Mi propiedad preferida es una casona colonial del siglo diecisiete: el Hotel Antigua Villa Santa Mónica. Mi amigo Sergio, un chilango enamorado de San Miguel, la compró hace muchos años y se ha ocupado de respetar su arquitectura y estado original. Recuperó unos frescos de los anchos muros de piedra que rodean el patio central y se la pasa restaurando los techos y arreglando los jardines. La última vez que lo vi estaba consiguiendo los mosaicos originales de la fuente. Conocí a Sergio hace algunas décadas cuando estaba en la universidad. Norma, mi gran amiga de la Ibero, empezó a trabajar formalmente dos o tres semestres antes de terminar la carrera. Lo suyo siempre fue el mundo financiero. Sus jefes la mandaban al ruedo a tratar con “clientes importantes” como si fuera ejecutiva senior. Un día saliendo de clases me preguntó:

-¿Me acompañas a comer con un cliente? Vamos a ir a La Botiglia, en Reforma.

Ni corta ni perezosa, me apunté al plan para acompañar y cuidar a mi amiga. Años después, reencontré al mentado “cliente”, Sergio, en San Miguel en esta maravillosa propiedad. La cocina me parece muy buena y sencilla. Mis platillos favoritos son el típico consomé, el mole poblano y los chiles rellenos de frijol con queso. Los meseros, que llevan años trabajando ahí, son especialistas en hacerte sentir en casa.

La casona algún día perteneció al cantante y poeta José Mojica y fue testigo de múltiples tertulias con personajes importantes del siglo veinte como Pedro Vargas, Dolores del Río, Agustín Lara y María Félix.

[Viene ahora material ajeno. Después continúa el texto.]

PR #168, opened 2022-09-12
Fix image-references

locriandev:
Signed-off-by: D. Paolella <dpaolell@redhat.com>


msherif1234:
why merging to 4.12 instead of master ?

PR #172, opened 2022-09-15
Order overlap check should be done between different rules

### LINKED ISSUE #170: webhook overlapping order is broken
Change 3ea498b39cb489d91d0ad63f95636ecdad20aa8c seems to have broken overlapping ordering when there are two INFs with the exact same sourceCIDRs and they contain non-unique orders.

msherif1234:
within the same rule order is guranteed to be unique from API definition
fix #170 


martinkennelly:
/lgtm

Order for the existing INF is checked by func `orderIsUnique` and the change proprosed here just checks order for other INFs.

PR #174, opened 2022-09-15
label openshift-node-firewall namespace to avoid CSV failures during CI

msherif1234:


msherif1234:
doesn't seem to be needed when run the CI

Fachada del Hotel Antigua Villa Santa Mónica

Patio del Villa Santa Mónica. Fuente restaurada con mosaicos originales.

Las calles empedradas de San Miguel huelen a historia, no solo la de sus orígenes en el siglo dieciséis y la del paso del cura Miguel Hidalgo durante la guerra de Independencia.


Cómo me gustaría que las piedras de las calles hablaran y me contaran relatos de la vida cotidiana; historias de amor sobre caballos y carruajes; que los lavaderos de piedra me contaran los chismes de las mujeres que bajaban a tallar su ropa; que la barra del Manantial me contara las netas de los borrachos y borrachas; que las paredes del Santa Mónica replicaran las canciones y poesías de las tertulias de la época del cine de oro; y, que los anchos muros de Casa Garza que emanan buena vibra, describieran la relación de José con el gringo de enfrente. Imagino que los cuidados y los platillos que cocinaba José habrán sido especiales y la relación entre ellos muy significativa, para haberse convertido en heredero de una propiedad ubicada en un lugar tan lindo.